[Dataset entries]
PR #7525, opened 2022-08-09
Kill `Inspector`!!!

markerikson:
This PR:

- Converts the `Popup` component (used for hover previews in the editor) to TS
- Removes all remaining references to `inspector` and `window.gInspector` variables
- Actually kills the `inspector.ts` file! 🎉 
- Adds a `max-height` to the `Popup` CSS to force it to scroll if the preview size is large


src/devtools/client/inspector/markup/actions/markup.ts
```diff
@@ -268,10 +268,11 @@ export function selectNode(nodeId: string, reason?: SelectionReason): UIThunkAct
     const nodeFront = ThreadFront.currentPause?.getNodeFront(nodeId);
     if (nodeFront) {
       Highlighter.highlight(nodeFront, 1000);
-      // HACK This is ugly, but we lazy-load the component and also try to use `window.gInspector` in places.
+      // HACK This is ugly, but we lazy-load the component.
       // So, ensure it's loaded, _then_ use this global
```
bvaughn, line 272:
```js
// So, ensure it's loaded, _then_ use this global
```
This comment isn't needed anymore, is it?

bvaughn (approved):
Just skimmed

src/devtools/client/inspector/markup/actions/markup.ts
markerikson: Probably not, lemme tweak that

PR #7527, opened 2022-08-09
Kill multiple unused chunks of code from `devtools/client/shared`

markerikson:
This PR:

- Nukes a bunch more dead files/folders from `devtools/client/shared`


jasonLaster (approved):
# 🔫

PR #7664, opened 2022-09-03
Remove debugger async store

jcmorrow:
See #7648 for context.


jasonLaster:
@jcmorrow I'd like to keep this because it makes it easier to see what the pending breakpoints are and debug some of these issues 

`await app.debuggerAsyncStore.pendingBreakpoints`

jcmorrow:
> @jcmorrow I'd like to keep this because it makes it easier to see what the pending breakpoints are and debug some of these issues
> 
> `await app.debuggerAsyncStore.pendingBreakpoints`

Ah, cool, as long as it has a purpose 👍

Problem to solve: When a line above contains the string "opened", copy that line.

Result for this task:
PR #7525, opened 2022-08-09
PR #7527, opened 2022-08-09
PR #7664, opened 2022-09-03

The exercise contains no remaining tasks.